「寛容」と言う概念のベースには、「ネガティブ・ケイパビリティ」の考え方があると書いてみました。しかしもう一つ大切な概念があります。それは「共感」です。共感もまだネガティブ・ケイパビリティ」なしには考えられません。
韓国の精神科医イ・ホコンは、「人間の最高の財産はエンパシー(共感)である」と述べています。
人は生物として共感の土台に恵まれていますが、それをもっと強くするために不断の教育と努力が必要だと言うことです。
寛容が不足すると、共感も失われます。そして行き着く先は「戦争」です。そうなる前に、対立する相手との「共感」を築いていきましょう。しかしそれはとても難しいことです。

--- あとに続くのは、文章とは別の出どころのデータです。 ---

PR #2173, opened 2025-01-09
Bug – CV2-5913 – Cannot update a new record

vasconsaurus:
## Description

This showed up as a `ActiveRecord::ActiveRecordError: cannot update a new record` that was related to an error we saw on Zapier.

### Context

This error only happens in a very specific context:
- we have an existing `ProjectMedia` with a `LinkMedia`
- we make a `graphql` request with:
    - the same link in `set_original_claim`
    - the same language
    - the `title` field is requested as part of the response 

### Causes
This was a combination of different changes.

- `project_media_creators.rb:create_link_media`: When we create the `LinkMedia` from `original_claim`, because links are global, we check if it already exists. This caused an issue when the `LinkMedia` already existed for the current team. 
```
  def create_link_media(url)
    team = self.team || Team.current
    pender_key = team.get_pender_key if team
    url_from_pender = Link.normalized(url, pender_key)
    Link.find_by(url: url_from_pender) || Link.create!(url: url, pender_key: pender_key)
  end
```
- `project_media.rb:self.handle_fact_check_for_existing_claim(existing_pm, new_pm)` : The above wasn't an issue before, but we started to return an object that was not persisted:
```
  def self.handle_fact_check_for_existing_claim(existing_pm, new_pm)
    if existing_pm.fact_check.blank?
      existing_pm.append_fact_check_from(new_pm)
      return existing_pm
    elsif existing_pm.fact_check.present?
      if existing_pm.fact_check.language != new_pm.set_fact_check['language']
        new_pm.replace_with_blank_media
        return new_pm
      end
    end
    new_pm
  end
```
- Because of this combination it found a `LinkMedia`, so it returned an `original_title`, but it tried to update that title from the new object that was not created (because it was a duplicate). In other words: 
    - The `ProjectMedia` was not created because it was a duplicate, but because it had the `original_title` information from the `LinkMedia`, it tried to update the title of the non-existing item anyway.

### Fix
- ~~When checking if the `LinkMedia` exists, we make sure we only return it if it does not exist in the current team. Else we run `Link.create!` and let the validations deal with the duplicate.~~
- ~~For robustness: we make sure we return a persisted object (it may avoid other cases in the future).~~
- After running all the tests and some further digging I realized that we need the error to be raised later for our  rescuing in graphql_crud_operations.rb to work. So I only made sure we try to return a persisted object or an error is raised.

References: CV2-5913

## How has this been tested?
This was tested manually:
    1. You can make the same graphql request twice, or
    2. you can create a new cluster and add a fact check manually, then make a graphql request with the same same link in set_original_claim and the same language

We also wrote a test: `rails test test/controllers/graphql_controller_12_test.rb:859`

- Etc.

## Checklist


caiosba (approved):
We've been pairing on this, so this was an easy review at this point - good to go, thanks Manu!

しかし緊張をはらんだ人間関係の中にこそ、共感は必要なんです。
私たちは敵対する相手には、共感しないような構えを作っています。「うかつに共感したら負けだ」「あんなひどい奴は許すわけにはいかない」と考えているのかもしれません。
これほど敵対する相手への共感は難しいのです。あなたは相手に怒りを感じているでしょうし、相手をやっつけることしか頭にないのかもしれません。相手の言うことはすぺて訳の分からないものに感じるかもしれません。
しかしそんな時だからこそ、しばしの間でいいですから、相手の視点に立ってみましょう。其れはとても勇気のいることかもしれません。しかしこれだけは覚えておいてください。相手に共感することは、あなたの正当性を否定するものではありません。
ある男性は妻から、「お金が足りない、節約してね」と言われています。そういわれると自分の稼ぎが少ないのを指摘されているようで、とても不快になります。俺は一生懸命家族のために働いているんだ、なんでそんなことを言われなくちゃならないんだ。と言う思いでいっぱいだから、つい妻と言い争ってしまいます。
けれどもこの男性はあるカウンセラーからアドバイスを受け、妻の視点に立ってありのままの妻の気持ちに寄り添うようにしてみました。
するといつもの妻の「お金が無い」と言う訴えに、妻が感じている子供たちや良心の将来についての不安が、初めて伝わってきたのです。
そこで彼は、「そうか、将来のことが不安で、お金のことが心配になってくるんだな。でも何とかなるよ。僕も節約してみるからさ」と素直に言うことが出来たのです。
この時妻から帰ってきた反応は、驚くべきものでした。
「あなたを責めるつもりはなかったの。私余裕が無くて、お金のことばかり言ってしまって、・・・ごめんなさい」
彼はこの言葉に心を動かされたのでした。